Although Special Term limited its order dismissing Action No. 2 against the defendants SDS and Calderone to prematurity, the record reveals that the roles of these two defendants are so inextricably intertwined with the acts of the other defendants in Action No. 2 as to be inseparable, and that these two defendants moved for the same summary judgment relief as did the other defendants. Therefore, the grant of summary judgment in this action for equitable reasons should be extended to these two defendants, SDS and Calderone, as well.
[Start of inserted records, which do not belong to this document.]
PR #2092, opened 2026-07-30
Sync the vendored proposal.proto with zcash_client_backend 0.24.0-rc.6

dannywillems:
The Kotlin copy of `proposal.proto` had drifted from the definition the pinned
`zcash_client_backend` encodes against. Rust builds the proposal with the
upstream schema, so every field the vendored copy lacked was unreadable on the
Kotlin side.

## What was missing

- `ValuePool.Ironwood = 4`. A proposal carrying an Ironwood output or change
  value decoded that pool as `UNRECOGNIZED`, which is exactly the
  misattribution the upstream comment on the variant warns about.
- `Proposal.confirmationsPolicy = 5`, plus the `ConfirmationsPolicy` message.
- `Proposal.proposedVersion = 6`.
- `TransactionBalance.dummyOutputs = 3`, plus the `DummyOutputs` message. This
  one is Ironwood-relevant: it carries the per-pool dummy-output counts that
  determine Ironwood bundle padding.
- `ChangeValue.isEphemeral = 4`.
- Two comment typos and the change/ephemeral wording upstream has since fixed.

All are additive, so previously serialized proposals keep decoding unchanged.
Round-tripping a proposal through Kotlin already preserved these values as
unknown fields, so no proposal was ever mis-built; they were simply unreadable.

## Verification

- `protoc --descriptor_set_out` compiles the file (protoc 35.1 locally;
  `PROTOC_VERSION=4.34.0` in `gradle.properties`, both well above the 3.15
  needed for proto3 `optional`).
- Decoding the descriptor set confirms `name: "Ironwood" number: 4`, matching
  the upstream discriminant.
- `diff` against `zcash_client_backend/proto/proposal.proto` at librustzcash
  `6c07e5f329` (the `zcash_client_sqlite-0.22.0-rc.6` release commit this
  branch pins) is empty apart from the `option java_package` line. That is the
  same single local deviation `scripts/update-lightwallet-protocol.sh:11`
  documents for the other vendored protos.
- No Kotlin or Rust source references `ValuePool`, and the generated Java and
  Kotlin is not committed, so the next build picks this up with no other edits.

## Follow-up worth doing separately

Unlike `compact_formats.proto` and `service.proto`, this file has no provenance
header and no sync tooling. Nothing in `scripts/`, `.github/`, or the Gradle
build references `proposal.proto` at all, so there is nothing to tell a reader
where it comes from or to catch it drifting again. Its upstream is a different
repository from the lightwallet protos, so it needs its own equivalent of
`scripts/update-lightwallet-protocol.sh` plus a CI check that diffs it against
the pinned `zcash_client_backend`. This PR only repairs the current drift.

### DIFF
--- a/CHANGELOG.md
+++ b/CHANGELOG.md
@@ -18,6 +18,15 @@ and this library adheres to [Semantic Versioning](https://semver.org/spec/v2.0.0
   note exists.
 
 ### Fixed
+- The vendored `proposal.proto` is back in sync with the definition in
+  `zcash_client_backend 0.24.0-rc.6`. It was missing the `Ironwood` value pool,
+  so a proposal with an Ironwood output or change value decoded that pool as
+  `UNRECOGNIZED`, and it was missing the `Proposal.confirmationsPolicy`,
+  `Proposal.proposedVersion`, `TransactionBalance.dummyOutputs`, and
+  `ChangeValue.isEphemeral` fields, which decoded into unknown fields and so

As to SSA and its president, Welch, summary judgment *409dismissing the complaint as to them was properly granted for the reason that their involvement was limited to purchasing the scanner and leasing it to SDS. As such, they were parties that merely contracted with a diagnostic center and were not subject to article 28 control.
The motions made by defendants in Action No. 1 were properly granted, and the motions made by the defendants in Action No. 2 for summary judgment dismissing the complaint were also properly granted.
The orders should be affirmed, without costs.